In fact El Salvador had always been a frontier, even before the Spaniards arrived. The great Mesoamerican cultures penetrated this far south only shallowly. The great South American cultures thrust this far north only sporadically. There is a sense in which the place remains marked by the meanness and discontinuity of all frontier history, by a certain frontier proximity to the cultural zero. Some aspects of the local culture were imposed. Others were borrowed. An instructive moment: at an exhibition of native crafts in Nahuizalco, near Sonsonate, it was explained to me that a traditional native craft was the making of wicker furniture, but that little of this furniture was now seen because it was hard to obtain wicker in the traditional way. I asked what the traditional way of obtaining wicker had been. The traditional way of obtaining wicker, it turned out, had been to import it from Guatemala.

In fact there were a number of instructive elements about this day I spent in Nahuizalco, a hot Sunday in June. The event for which I had driven down from San Salvador was not merely a craft exhibit but the opening of a festival that would last several days, the sixth annual Feria Artesanal de Nahuizalco, sponsored by the Casa de la Cultura program of the Ministry of Education as part of its effort to encourage indigenous culture.

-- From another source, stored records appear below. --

Issue #13074, opened 2026-09-09
A raw type's compiled argument is indistinguishable from one written with a type variable


dstepanov:
### Feature description

#13063 puts a type variable's bounds on the argument it compiles to, which is what a consumer needs to match a
variable by what it was declared with. Trying to read a runtime argument with it shows the other half of the
question is still unanswerable: **a raw usage compiles to the declaring type's own variables, so nothing tells
it apart from a usage written with a type variable.**

Probed on `5.2.x`, three injected fields of `class Holder<T extends Number>`:

```java
@Inject public List raw;            // FIELD raw:      [placeholder(name=E, typeVariable=true, bounds=[Object])]
@Inject public List<T> variable;    // FIELD variable: [placeholder(name=T, typeVariable=true, bounds=[Number])]
@Inject public List<String> concrete; // FIELD concrete: [argument(String, typeVariable=false)]
```

`List` raw and `List<T>` differ only in the *name* of the placeholder — `E` borrowed from `java.util.List`'s own
declaration versus `T` from the class — and a name is not a discriminator: an application may name a variable
`E`, and the borrowed name changes with the declaring type.

### Why it matters

Jakarta CDI's assignability rules (4.0 §2.4.2.1) treat the two as different questions. A required type with a
type variable matches a bean type when the bean type is assignable to every bound of the variable; a *raw*
required type matches by erasure and says nothing about parameters. Implementing them on Micronaut, the
distinction has to come from somewhere, and today it comes from the annotation processor: a visitor asks
`ClassElement.isRawType()` while compiling and writes what it learned into an annotation of its own for the
runtime to read back. Everything else that recording carried is now on the argument thanks to #13063 and
#13023 — bounds and wildcards — so this is the one thing keeping it alive.

Reading the placeholders back and treating them as variables, which is what the argument now invites, turns a
raw injection point into a parameterized one: five scenarios of the CDI TCK go from passing to failing that
way, all of them about raw types (`AssignabilityOfRawAndParameterizedTypesTest`,
`ParameterizedTypesInjectionRawAmbiguousTest`, `ProducerFieldDefinitionTest#testProducerFieldWithTypeVariable`
among them).

### Suggestion

Any of these would answer it:

- compile a raw usage to an argument with **no** type parameters, which is what the source says and what
  erasure means;
- keep the parameters but mark the argument as raw — a `boolean isRawType()` on `Argument`, alongside
  `isTypeVariable()`;
[...]

Issue #12998, opened 2026-09-04
RuntimeBeanDefinition.getTypeArguments drops a type argument bound by an intermediate generic super type, so the bean satisfies every type-argument qualifier


dstepanov:
### Expected Behavior

`RuntimeBeanDefinition.getTypeArguments(Class)` should report the type arguments a runtime-registered bean gives
to a super type, whether the bean class declares them itself or inherits them from an intermediate generic type.
A `class IntegerHandler extends AbstractHandler<Integer>`, where `AbstractHandler<T> implements Handler<T>`,
gives `Handler` the argument `Integer`, so `Qualifiers.byTypeArguments(String.class)` should not accept it.

### Actual Behaviour

`getTypeArguments` answers an empty list, silently. Every type-argument qualifier reads an empty list as
"the type does not specify type arguments, so this is the equivalent of using `Object`" and accepts the
candidate, so the bean satisfies *every* type-argument qualifier and is never excluded:

```
getTypeArguments(Handler)                 = []          <- expected [Integer]
Qualifiers.byTypeArguments(String)        = true        <- expected false
Qualifiers.byTypeArgumentsClosest(String) = false
```

`getBeansOfType(Handler.class, Qualifiers.byTypeArguments(String.class))` therefore returns a bean that is a
`Handler<Integer>`.

The cause is in `io.micronaut.core.reflect.GenericTypeUtils`. `resolveInterfaceTypeArguments` collects the
generic interfaces of the hierarchy and matches one by its raw type, but never substitutes the type variables of
the levels in between, so the `Handler<T>` it finds on `AbstractHandler` carries the variable `T`, which does not
resolve to a `Class` and is dropped. `resolveSuperTypeGenericArguments` and `resolveInterfaceTypeArgument` walk
their hierarchies the same way and have the same gap:

```
class Leaf extends Mid<String>,  Mid<T> implements Iface<T>
  GenericTypeUtils.resolveInterfaceTypeArguments(Leaf, Iface) -> []              (expected [String])
  GenericTypeUtils.resolveInterfaceTypeArgument(Leaf, Iface)  -> Optional.empty  (expected String)

class Baz extends Bar<String>,   Bar<T> extends Foo<T>
  GenericTypeUtils.resolveSuperTypeGenericArguments(Baz, Foo) -> []              (expected [String])
```

A class that re-declares the super type with a concrete argument is unaffected, which is why this has not shown
[...]

PR #13090, opened 2026-09-09
Tell a resolved binding on a bean definition apart from a written type variable

### LINKED ISSUE #13089: A bean definition's type argument reports isTypeVariable() for a concrete binding, and a raw producer's is not raw
### Feature description

Follow-up to #13074 / #13086, which made a raw usage answerable with `Argument.isRawType()`. Trying to retire a
compile-time recording against it left one question still unanswerable: **`isTypeVariable()` is true both for an
argument written as a type variable and for a concrete binding on a bean definition**, so a consumer cannot tell
`Holder<T>` from `Holder<String>` once the argument comes from a definition.

Probed on `5.2.x` at `20260909.151215`, two producers of the same generic type:

```java
static class Box<T> {}

@Produces @Singleton Box<String> typed() { … }
@Produces @Singleton Box raw() { … }         // @SuppressWarnings("rawtypes")
```

```
definition of typed():  asArgument() raw=false  params=[String /var=true /raw=false]   <-- String, reported as a variable
definition of raw():    asArgument() raw=false  params=[Object /var=true /raw=false]   <-- and the raw one is not raw either
```

At an injection point the same two questions answer correctly — `@Inject Holder<T>` gives a placeholder whose
`getBounds()` are the declared bounds, `@Inject Holder<String>` gives a plain argument, and a raw `@Inject
Holder` is `isRawType()`. It is on a **bean definition's own argument** that both collapse: every type argument
is a binding for the declaration's parameter, so it is flagged `isTypeVariable()`, whatever was bound to it,
and a raw producer's argument is not marked raw.

### Why it matters

Jakarta CDI's assignability rules (4.0 §2.4.2.1) ask a different question of each: a bean type with a *variable*
argument matches a required type assignable to every bound of that variable, while a bean type with a
*concrete* argument matches only that type, and a raw bean type matches by erasure. Implementing them on
Micronaut, a consumer that trusts `isTypeVariable()` on a definition's argument turns `Box<String>` into
`Box<T>` and the bean starts matching everything — the same class of silent over-matching as #12998, one level
down.

Concretely: reading these back instead of a compile-time recording of what the source said fails five TCK
scenarios about raw and parameterized producers, and makes a deployment the specification requires to be
rejected validate instead.

### Suggestion

Make the two distinguishable on a definition's argument, the way #13086 made rawness distinguishable on a
usage:

- `isTypeVariable()` on a definition's type argument reports whether the *source* wrote a variable there, with
  a resolved binding reported as an ordinary argument (the variable it binds is still available through
  `GenericPlaceholder#getVariableName()` where one is needed); and
- a raw producer's argument reports `isRawType()`, as a raw usage at an injection point already does.

The second is arguably part of #13086 for the producer path — the writer marks the usage, and a factory method's
return type is a usage like any other.

Found in https://github.com/dstepanov/micronaut-cdi, where `@CdiGenericVariables` — a compile-time recording of
what the source declared — exists for exactly the two questions above. #13023, #13063 and #13086 have retired
three quarters of it; this is what is left.

dstepanov:
A bean definition's own type argument could not answer two questions that Jakarta CDI's assignability rules (4.0 §2.4.2.1) ask differently of each: whether the source wrote a type variable there, and whether the bean type was written raw. `isTypeVariable()` was true of the `String` in a `Box<String>` producer as much as of the `T` in `class Box<T>`, and a raw producer's bean type was not raw at all.

Follow-up to #13074 / #13086, which made a raw *usage* answerable with `Argument.isRawType()`.

Fixes #13089

## What was wrong

Both halves had a single narrow cause, so `isTypeVariable()` keeps the meaning it always had and no additive API was needed.

**A resolved binding read as a written variable.** The definition's `$TYPE_ARGUMENTS` were already right — the writer emits `Argument.of(String.class, "T")` for a `Box<String>` producer and `Argument.ofTypeVariable(Object.class, "T")` only for a parameter the bean leaves unbound. The loss was in `BeanDefinition.asArgument()`, which rebuilt the bean type from `getTypeParameters()`, a `Class[]`; `Argument.of(Class, AnnotationMetadata, Class[])` names each entry after the parameter the declaring type declares and makes it a type variable, so every argument came back a placeholder whatever had been bound to it. It now takes the arguments from `getTypeArguments()` directly.

**A raw producer's bean type was not raw.** A factory method's return type is a usage like any other, but the bean type of a definition is not written as an argument — it is rebuilt from the class and the recorded type arguments — and a raw usage compiles to the type arguments the declaring type declares, so `Box raw()` and `Box<T>` reached the runtime as the same shape. The writer already knows: `beanTypeElement` is the generic return type, and the same `ArgumentExpUtils.isRawType` the argument writer asks of a usage answers for it across the three languages. It is recorded on `PrecalculatedInfo` and `AbstractInitializableBeanDefinition.asArgument()` builds `Argument.ofRawType` from it. The type parameters stay the declared placeholders, which is what a raw injection point keeps, so the two read alike.

## Why not change what the flag means

The issue offered an additive answer if the blast radius of redefining `isTypeVariable()` was too wide. It was not needed: nothing about the flag changed. Every caller that reads a definition's type arguments — `ExactTypeArgumentNameQualifier`, `TypeArgumentQualifier`, `ClosestTypeArgumentQualifier`, `MatchArgumentQualifier`, `BeanDefinition#getTypeArguments(Class)` — goes through `getTypeArguments`, which is untouched, and those arguments were already distinguishing the two cases. Only `asArgument()` (and `getGenericBeanType()`, which delegates to it) was fabricating placeholders, and it now stops. The arguments keep the names they had, so `asArgument().getTypeVariables()` is keyed the same way and a placeholder's `getVariableName()` is still reachable wherever a definition leaves a parameter unbound.

One note in passing: `ExactTypeArgumentNameQualifier` matches on the *erasure's* class name, not on the variable name, so it was never affected either way.

## Reflection

`ReflectionBeanDefinition` recorded the arguments a class gives its generic super types but nothing for the class itself, where a generated definition writes its own parameters too — so `asArgument()` of a reflective `class OpenBox<T>` had no type parameters where the generated one had a placeholder. It now records them, and a new parity spec diffs the two whole descriptions of one class.

## Behaviour

The four combinations, read from a compiled definition:

| declaration | `asArgument()` raw | type argument |
| --- | --- | --- |
| `Box<Integer> typed()` | false | `Integer`, `isTypeVariable()` false |
| `Box raw()` | **true** | `Number` var=`T` |
| `class OpenBox<T extends Number> extends Box<T>` | false | `Number` var=`T` |
| `class ClosedBox extends Box<Integer>` | false | `Integer`, `isTypeVariable()` false |

## Compatibility

`PrecalculatedInfo` gains a tenth component. Both constructors it had are kept, so a definition generated before this still loads. Reviewers may want to confirm whether japicmp wants an entry in `config/accepted-api-changes.json` for the new record component — I could not check it here without the released baseline.

## Tests

New specs in `inject-java`, `inject-groovy` and `inject-kotlin` covering the combinations above (Kotlin has no raw types, so it pins the other three), each also asserting that the arguments stay keyed by the name of the parameter they bind and that beans still resolve by type argument; and `DefinitionTypeArgumentParitySpec` in `reflection`, which compares a generated definition with the reflective one for the same class and records the one shape reflection cannot express — a raw bean type, since a `Class` is a declaration rather than a usage.

`:micronaut-inject:test`, `:micronaut-core:test`, `:micronaut-reflection:test`, `:micronaut-inject-java:test`, `:micronaut-inject-groovy:test` and `:micronaut-inject-kotlin:test` all pass, as does checkstyle on the four changed main source sets.

## Motivation

https://github.com/dstepanov/micronaut-cdi answers CDI's assignability rules from `@CdiGenericVariables`, a compile-time recording of what the source declared. #13023, #13063 and #13086 retired three quarters of it; this is the rest. Read back as they were, a `Box<String>` matched everything — the silent over-matching of #12998, one level down — and a deployment the specification requires to be rejected validated instead.

### DIFF
--- a/core-processor/src/main/java/io/micronaut/inject/writer/ArgumentExpUtils.java
+++ b/core-processor/src/main/java/io/micronaut/inject/writer/ArgumentExpUtils.java
@@ -625,7 +625,7 @@ public final class ArgumentExpUtils {
      * @param element The element
      * @return true if the type is raw
      */
-    private static boolean isRawType(TypedElement element) {
+    static boolean isRawType(TypedElement element) {
         if (element instanceof GenericPlaceholderElement || element instanceof WildcardElement
             || !(element instanceof ClassElement classElement)) {
             // a variable or a wildcard is written as such, it is never a raw usage of a type
--- a/core-processor/src/main/java/io/micronaut/inject/writer/BeanDefinitionWriter.java
+++ b/core-processor/src/main/java/io/micronaut/inject/writer/BeanDefinitionWriter.java
@@ -523,7 +523,8 @@ public final class BeanDefinitionWriter implements BeanElement, Toggleable, Elem
         boolean.class, // isConfigurationProperties
         boolean.class, // isContainerType
         boolean.class,  // requiresMethodProcessing,
-        boolean.class // hasEvaluatedExpressions
+        boolean.class, // hasEvaluatedExpressions
+        boolean.class // isRawBeanType
     );
 
     private static final String FIELD_CONSTRUCTOR = "$CONSTRUCTOR";
@@ -2425,7 +2426,9 @@ public final class BeanDefinitionWriter implements BeanElement, Toggleable, Elem
                                 )
                             : ExpressionDef.constant(false),
                         // 9: hasEvaluatedExpressions
-                        ExpressionDef.constant(evaluatedExpressionProcessor.hasEvaluatedExpressions())
+                        ExpressionDef.constant(evaluatedExpressionProcessor.hasEvaluatedExpressions()),
+                        // 10: isRawBeanType - a producer of a type written without its type arguments
+                        ExpressionDef.constant(ArgumentExpUtils.isRawType(beanTypeElement))
 
                     )
                 )
--- a/inject-groovy/src/test/groovy/io/micronaut/inject/generics/DefinitionTypeArgumentSpec.groovy
+++ b/inject-groovy/src/test/groovy/io/micronaut/inject/generics/DefinitionTypeArgumentSpec.groovy
@@ -1,0 +1,156 @@
+/*
+ * Copyright 2017-2026 original authors
+ *
+ * Licensed under the Apache License, Version 2.0 (the "License");
+ * you may not use this file except in compliance with the License.
+ * You may obtain a copy of the License at
+ *
+ * https://www.apache.org/licenses/LICENSE-2.0
+ *
+ * Unless required by applicable law or agreed to in writing, software
+ * distributed under the License is distributed on an "AS IS" BASIS,
+ * WITHOUT WARRANTIES OR CONDITIONS OF ANY KIND, either express or implied.
+ * See the License for the specific language governing permissions and
+ * limitations under the License.
+ */
+package io.micronaut.inject.generics
+
+import io.micronaut.ast.transform.test.AbstractBeanDefinitionSpec
+import io.micronaut.context.ApplicationContext
+import io.micronaut.core.type.Argument
+import io.micronaut.core.type.GenericPlaceholder
+import io.micronaut.inject.BeanDefinition
+import io.micronaut.inject.qualifiers.Qualifiers
+import spock.lang.AutoCleanup
+import spock.lang.Shared
+
+/**
+ * A bean definition's own type argument answers what the source wrote: a binding of a concrete type is an
+ * ordinary argument, a parameter the bean leaves unbound is a placeholder of that name, and a bean type
+ * written without its type arguments is raw.
+ */
+class DefinitionTypeArgumentSpec extends AbstractBeanDefinitionSpec {
+
+    private static final String SOURCE = '''
+package test
+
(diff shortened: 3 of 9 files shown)


dstepanov:
Withdrawing this: the consumer that motivated it no longer needs it.

micronaut-cdi answers "what did the source write here" from a recording its own processor makes at compile time (`@CdiGenericVariables`), and the rule that module is built to — what the compiler recorded first, its optional reflection module second, an error naming that module third — makes such a recording the design rather than a stopgap. So the definition-side flag is not a blocker there, and this PR was filed on the premise that it was.

The inconsistency it describes is real regardless: `isTypeVariable()` answers true for the `String` of a `Box<String>` on a definition's argument, where the same question at an injection point answers false, and #13086 has just made rawness answerable on both sides. If that fidelity is worth having for other consumers of the runtime model, reopen it on those grounds rather than on this one — I have no measurement showing anything else needs it today.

Since public policy in El Salvador has veered unerringly toward the elimination of the indigenous population, this official celebration of its culture seemed an undertaking of some ambiguity, particularly in Nahuizalco: the uprising that led to the 1932 matanza began and ended among the Indian workers on the coffee fincas in this part of the country, and Nahuizalco and the other Indian villages around Sonsonate lost an entire generation to the matanza. By the early sixties estimates of the remaining Indian population in all of El Salvador ranged only between four and sixteen percent; the rest of the population was classified as ladino, a cultural rather than an ethnic designation, denoting only Hispanization, including both acculturated Indians and mestizos, and rejected by those upper-class members of the population who preferred to emphasize their Spanish ancestry.